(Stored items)
::::

PR #1944, opened 2024-08-24
Allow for redacting/hiding sensitive test in `inputText` command

tokou:
## Proposed changes

- Add a `redact` boolean field to the `inputText` command
- In the case it's set to `true`, replace the value of `text` to `"[REDACTED]"` in the following locations:
  - The console output when `--format=NOOP`
  - `maestro.log`
  - `commands-(<flow>).json`

I chose to use `redact` instead of `mask` and `[REDACTED]` instead of `XXXX` as it seemed clearer but feel free to ask if you want it changed back.

## Testing

I added 3 test cases: 
 - The JSON serialization of the `InputTextCommand` (No deserialization though)
 - The correct parsing of the Yaml `redact` field
 - The correct input of the non-redacted text value

I ran the following commands:
- Run `./gradlew :maestro-test:test`
- Run `./gradlew :maestro-cli:test`
- Run `./gradlew :maestro-client:test`
- Run `./gradlew :maestro-orchestra:test`
- Run `./gradlew :maestro-orchestra-models:test`

### Manual tests

The tests below have been done manually. I tried seeing how to automate them, but ideally, this needs to be able to intercept the `LOGGER` calls in `IntegrationTest.kt`. Please advise if you want me to add tests for the cases below.

- Build the cli and then run `012_input_text.yaml`
  - Run `./gradlew maestro-cli:installDist`
  - Run `./maestro-cli/build/install/maestro/bin/maestro test maestro-test/src/test/resources/012_input_text.yaml`
  - Check for the absence of the value "secret password"
    - In the console output
    - In `~/.maestro/tests/<timestamp>/maestro.log`
    - In `~/.maestro/tests/<timestamp>/commands-(012_input_text.yaml).json` 
  - Replace "secret password" with "💸" in `012_input_text.yaml`
    - Run the flow `012_input_text.yaml` on an Android device
    - Check for the absence of the value "💸" in the same locations (console output, `maestro.log` and `commands-(012_input_text.yaml).json`)

Here are sample files with the results:

[commands-(012_input_text.yaml).json](https://github.com/user-attachments/files/16737631/commands-.012_input_text.yaml.json)
[maestro.log](https://github.com/user-attachments/files/16737632/maestro.log)
[output.txt](https://github.com/user-attachments/files/16737644/output.txt)

With "💸" replacing "secret password" on Android :

[commands-(012_input_text.yaml).json](https://github.com/user-attachments/files/16737642/commands-.012_input_text.yaml.json)
[...]

PR #3496, opened 2026-08-09
feat(inputText): add `redact` to keep secrets out of logs and reports

### LINKED ISSUE #1226: `inputText`: add a way to obscure sensitive text

Log outputs include all inputText. If a flow includes a login, the resulting maestro.log will expose that password. 

Perhaps there should be an API: `inputSensitiveText: password`

If this is the case, the value of the field should be omitted or censored (XXXXXXXXX) in logging. 

For example if I have a sensitive text of value: Password1, I currently input it using this:

```console
maestro test login.yml --env=PASSWORD=Password1
```

**test.yaml**

```yaml
...
inputText: ${PASSWORD}
...

```
and logging outputs this as:

```
[INFO ] m.cli.runner.MaestroCommandRunner - Input text ${PASSWORD} metadata CommandMetadata(numberOfRuns=null, evaluatedCommand=MaestroCommand(tapOnElement=null, tapOnPoint=null, tapOnPointV2Command=null, scrollCommand=null, swipeCommand=null, backPressCommand=null, assertCommand=null, assertConditionCommand=null, inputTextCommand=InputTextCommand(text=Password1), inputRandomTextCommand=null, launchAppCommand=null, applyConfigurationCommand=null, openLinkCommand=null, pressKeyCommand=null, eraseTextCommand=null, hideKeyboardCommand=null, takeScreenshotCommand=null, stopAppCommand=null, clearStateCommand=null, clearKeychainCommand=null, runFlowCommand=null, setLocationCommand=null, repeatCommand=null, copyTextCommand=null, pasteTextCommand=null, defineVariablesCommand=null, runScriptCommand=null, waitForAnimationToEndCommand=null, evalScriptCommand=null, mockNetworkCommand=null, scrollUntilVisible=null, travelCommand=null, assertOutgoingRequestsCommand=null, startRecordingCommand=null, stopRecordingCommand=null), logMessages=[])
[INFO ] maestro.Maestro - Inputting text: Password1
```

Perhaps we can update API and logging to look more like this:

```
maestro test login.yml --env=PASSWORD=Password1
```

**test.yaml**

```yaml
...
inputSensitiveText: ${PASSWORD}
...

```
and logging outputs this as:

```
[INFO ] m.cli.runner.MaestroCommandRunner - Input text ${PASSWORD} metadata CommandMetadata(numberOfRuns=null, evaluatedCommand=MaestroCommand(tapOnElement=null, tapOnPoint=null, tapOnPointV2Command=null, scrollCommand=null, swipeCommand=null, backPressCommand=null, assertCommand=null, assertConditionCommand=null, inputTextCommand=InputTextCommand(text=XXXX), inputRandomTextCommand=null, launchAppCommand=null, applyConfigurationCommand=null, openLinkCommand=null, pressKeyCommand=null, eraseTextCommand=null, hideKeyboardCommand=null, takeScreenshotCommand=null, stopAppCommand=null, clearStateCommand=null, clearKeychainCommand=null, runFlowCommand=null, setLocationCommand=null, repeatCommand=null, copyTextCommand=null, pasteTextCommand=null, defineVariablesCommand=null, runScriptCommand=null, waitForAnimationToEndCommand=null, evalScriptCommand=null, mockNetworkCommand=null, scrollUntilVisible=null, travelCommand=null, assertOutgoingRequestsCommand=null, startRecordingCommand=null, stopRecordingCommand=null), logMessages=[])
[INFO ] maestro.Maestro - Inputting text: XXXX
```

**Describe alternatives you've considered**

For my usecase, I am using GitHub actions and archiving the resulting failure logs from maestro. As a workaround, I can run some find and replace for any sensitive text before outputting the archive file.

Mohanad49:
## Proposed changes

Adds a `redact` option to `inputText`, so a flow that logs in stops writing its password into `maestro.log` and into the debug JSON report.

```yaml
- inputText:
    text: ${PASSWORD}
    redact: true
```

The value is replaced with `[REDACTED]` everywhere the command is *rendered* — the log line, the command description, `toString()`, and the serialized report — while the real text still reaches the driver.

This is a rebase of #1944 by @tokou, which reached review and was closed unfinished. @Fishbowler's closing note said *"If this is still of interest, please do resubmit it!"*, so this is that resubmission rather than a new proposal. The design is @bartekpacia's from the issue thread.

**One question before this is mergeable:** the issue thread suggests `mask: true`, #1944 implemented `redact: true`, and I've kept `redact` to stay close to the reviewed branch. Happy to rename it in a follow-up commit if you prefer `mask` — it's a one-line change plus fixtures.

### Three fixes on top of #1944

Rebasing surfaced problems that were in the original branch rather than caused by the 559 commits `main` has moved since:

1. **`redact: true` silently made the command optional.** `YamlInputText.parse` passed its values positionally into a constructor whose third parameter is `optional`:

   ```kotlin
   data class YamlInputText(text, label, optional, redact)
   return YamlInputText(input, label, redact)   // redact -> optional
   ```

   Both are `Boolean`, so it compiled. The effect is that a failing `inputText` step would have been skipped instead of failing the flow. Now passed by name.

2. **`getOrDefault("redact", "false") as Boolean`** threw `ClassCastException` whenever the key was absent, because the default was a `String`.

3. **The custom serializer omitted `optional`**, which every other command emits. That alone broke the existing `serialize InputTextCommand` test.

The branch also passed `redact` into `InputRandomCommand`, which has no such field — it did not compile. I've scoped this to `inputText` only, matching the issue. Happy to extend it to `inputRandom*` separately if that's wanted.

## Testing

- `./gradlew :maestro-orchestra:test :maestro-orchestra-models:test` — **449 tests, 0 failures**, on Temurin 17.
- Kept #1944's unit tests: the `redact` case in `MaestroCommandSerializationTest`, the `023_labels.yaml` reader fixture, and `012_input_text.yaml`.
- Updated the new serializer test's expected JSON to include `optional`, so it matches the shape every other command produces.

**e2e:** added `e2e/demo_app/.maestro/commands/inputText_redact.yaml`, using the existing Input/Keyboard screen, so no demo-app change was needed.

The assertion in it is the half that matters:

```yaml
- inputText:
    text: 'hunter2'
    redact: true
- assertVisible: 'hunter2'
```

Redaction must change what Maestro *reports*, never what it types. A bug that also redacted the input would make every login flow silently type `[REDACTED]` into the password field, and a test that only inspected the log would not catch it.

I couldn't run the e2e suite locally — it needs a device — so this was unverified on my side when I opened the PR. CI has since run it on **Android and iOS** and both pass.

## Issues fixed

Closes #1226. Supersedes #1944.


Mohanad49:
Rebased onto `main` — the branch had fallen behind and CI is re-running.

No rush intended, just flagging it per CONTRIBUTING's one-week guideline. Everything was green before the update: 14 checks including unit tests on Java 17 and the Android, iOS and Web e2e suites.

@Fishbowler — happy to make the `redact` → `mask` rename if that's the preference, or to split the three fixes I found in #1944 into their own commit if that reads better for review. Whichever is less work for you.

Mohanad49:
The red `Unit Test on Java 17` after the rebase is not from this PR — it's `AdbSocketTimeoutTest`, which this branch doesn't touch:

```
AdbSocketTimeoutTest > close fallback threads are bounded so a wedged transport
cannot spawn them without limit() FAILED
    com.google.common.truth.AssertionErrorWithFacts at AdbSocketTimeoutTest.kt:430
256 tests completed, 1 failed, 2 skipped
```

This PR only touches `maestro-orchestra*` and one e2e flow. The same job passed on this branch before the rebase.

I thought it might be a regression from `e008cc780` ("fetch WebView hierarchy as a serialized string"), since that lands in `DadbChromeDevToolsClient` and `AdbSocketTimeoutTest` covers the socket-close fallback for the same subsystem. That turned out to be wrong: #3510, #3511 and #3512 all sit on `6788dcc36`, which already contains `e008cc780`, and all three pass this job. So it looks like an ordinary flake — the assertion is on a thread count, which is the kind of thing a busy shared runner will trip occasionally.

I can't re-run the job from a fork. Would you mind kicking it, or I can push an empty commit if you'd rather.

Worth noting either way: because these workflows only run on pull requests, an intermittent failure in that test has no record on `main` to compare against, so it will keep surfacing as a mystery red X on whichever PR happens to catch it.

Mohanad49:
`Test on Android` is red for the same reason — a flow this PR doesn't touch:

```
[Failed] swipe (25s) (Assertion is false: "All green" is visible)
1/56 Flow Failed
```

`swipe` passed on iOS in the same run, and the other 55 passing-tagged flows passed on Android.

The flow this PR adds passed, and the log is the feature working:

```
[INFO]  Running flow inputText_redact
[INFO] Input text [REDACTED] RUNNING
[INFO] Inputting text: [REDACTED]
[INFO] Input text [REDACTED] COMPLETED
[Passed] inputText_redact (9s)
```

The literal typed into the field is `hunter2`; it appears nowhere in the output. And the flow asserts `hunter2` is visible on screen afterwards, so the redaction is confined to reporting and the driver still types the real text.

So both red checks on this PR are unrelated intermittents — `AdbSocketTimeoutTest` (a thread-count assertion) and now `swipe`. Both were green on this branch before the rebase. I'd still welcome a re-run when convenient.

Mohanad49:
Thanks for the rebase, @Fishbowler.

The one red check from it is `AdbSocketTimeoutTest`, and it's a timing race rather than anything on this branch. The failure is at `AdbSocketTimeoutTest.kt:430`:

```kotlin
assertWithMessage("the pool never saturated").that(entered.await(10, TimeUnit.SECONDS)).isTrue()
```

A 10-second latch waiting for the pool to saturate — so it fails when the runner is loaded, not when the logic is wrong. The later assertion about the cap being exceeded isn't the one that fired.

For what it's worth as evidence: #3510 passed this same job at 12:31, six minutes before this run at 12:37, and `Test on Android` went green on your rebase after failing on the previous one (that was `swipe`, also unrelated). The only `maestro-client` change here is an overload that logs a redacted string:

```kotlin
suspend fun inputText(text: String) = inputText(text, text)

suspend fun inputText(text: String, redacted: String) {
    LOGGER.info("Inputting text: $redacted")
```

Happy to rename `redact` to `mask` whenever you want it — that's still the one open question from my side.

::::

**What to do:**
The answer is each line from the entries above in which the word "reports" occurs.

**Solved problem:**
feat(inputText): add `redact` to keep secrets out of logs and reports
Redaction must change what Maestro *reports*, never what it types. A bug that also redacted the input would make every login flow silently type `[REDACTED]` into the password field, and a test that only inspected the log would not catch it.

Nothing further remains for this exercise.